Russell Moore and Allison Hopelain carved out a flavorful seasonal niche for Camino in Oakland.

For two decades, chef Russell Moore was a company man. Of course, the company he worked for was Chez Panisse, Alice Waters’ bastion for seasonal, sustainable California cuisine. Still, it became time for Moore to move on, and he opened Camino in Oakland with wife and General Manager Allison Hopelain. The couple changes the menu daily, focusing matters around a wood-burning hearth. I met Moore on September 6 at the Hawaii Food & Wine Festival, and he shared several culinary insights.

Josh Lurie: Was it a given that you would become a chef, or did you consider other careers?

Russell Moore: I was set to be a doctor through high school, and right through when I started college. Suddenly I decided it wasn’t for me. I kind of happened into cooking. I had always cooked at home and always loved eating. I was kind of wobbling. I decided not to go to college and flounder and not know what I wanted to do, so I was reading different catalogs and met a guy who was a professional cook. I’m 49 years old, so that was a long time ago, and cooking wasn’t a very popular thing. It wasn’t in my field of vision, but he gave me the idea, and I pursued it. I went to a community college briefly, and got my first job. I quite community college cooking program and worked in one restaurant for nine months. It wasn’t very good. I moved to San Francisco and got a job at Chez Panisse.

JL: Where you from originally?

RM: Los Angeles. I moved to San Francisco from Los Angeles and had a friend of a friend who told me which restaurants to seek out. I’d always made Asian food. I’m half Korean, so I didn’t really know about European food at all. I ended up getting a job at Chez Panisse and worked there for 20 years.

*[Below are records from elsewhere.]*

PR #414, opened 2026-05-18
Fix API method guards

sueun-dev:
## Summary
- return immediately from API routes when the request method is not supported
- include Allow headers for the supported methods
- avoid calling Etherscan from /api/getContract after rejecting a non-GET request

## Validation
- reproduced the existing /api/getContract behavior: POST returned 200 and still called Etherscan
- verified the patched behavior: unsupported methods return 405 and do not continue handler work
- pnpm run typecheck
- pnpm exec eslint pages/api/getContract.ts pages/api/getDynamicDoc.ts
- pnpm exec prettier --check pages/api/getContract.ts pages/api/getDynamicDoc.ts
- pnpm run build

### DIFF
--- a/pages/api/getContract.ts
+++ b/pages/api/getContract.ts
@@ -7,11 +7,12 @@ export default async function handler(
   res: NextApiResponse,
 ) {
   if (req.method !== 'GET') {
-    res.status(405)
+    res.setHeader('Allow', ['GET'])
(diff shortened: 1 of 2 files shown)


2xic (changes requested):
Why? Have you experienced this problem?

PR #415, opened 2026-05-27
Format playground memory by 32-byte EVM words

NirajBhattarai:
Show memory as offset-labeled rows with continuous hex values and a 0x-prefixed value column so addresses are not confused with byte data.


NirajBhattarai:
fixes #416

PR #423, opened 2026-07-16
fix: clean up spacing in PREVRANDAO documentation

pengqima:
Remove accidental extra spaces from the PREVRANDAO stack output description.

This changes “previous  block's RANDAO  mix” to “previous block's RANDAO mix”, improving readability and keeping the documentation formatting consistent.

### DIFF
--- a/docs/opcodes/44_merge.mdx
+++ b/docs/opcodes/44_merge.mdx
@@ -7,7 +7,7 @@ group: Block Information
 
 ## Stack output
 
-0. `prevRandao`: previous  block's [RANDAO  mix](https://eips.ethereum.org/EIPS/eip-4399).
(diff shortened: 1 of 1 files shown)


pengqima:
@2xic @a-monteiro Hi, Could you please review this PR at your convenience? Thank you very much.

2xic:
@pengqima I don't think this has any user impact as it currently is. What is the benefit of merging this?

pengqima:
> @pengqima I don't think this has any user impact as it currently is. What is the benefit of merging this?

You're right — HTML collapses consecutive whitespace, so this does not change the rendered output. I initially considered the source consistency and readability worthwhile, but I agree that this alone does not provide enough benefit to justify the change.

JL: After 20 years, what ultimately tipped it in terms of opening your own restaurant finally?

RM: It’s funny. I never really thought about having my own restaurant. At first, I just wanted to be a really good line cook. Then I wanted to be a good expediter. Then I wanted to be a sous chef. Then I was the chef. In some way, I hit a wall and rather than try to change the system I was working in, in a certain way, and work within the confines of that, I really wanted to cook what I wanted to cook on my own. I loved my job at Chez Panisse. It was really nice, cushy, really great colleagues, but if I didn’t do Alice Waters’ cooking, I always wondered what my food would be, so I decided to open my own restaurant. I wanted to open a restaurant that had – my wife and I, we thought – What if we open a restaurant and only do things we like? We don’t do everything we’re supposed to do, made no compromises. Didn’t say “organic when possible” or any garbage like that. Go totally organic, the way we do at home, and just cook the way we wanted to. Why doesn’t anyone do that? That’s what we did.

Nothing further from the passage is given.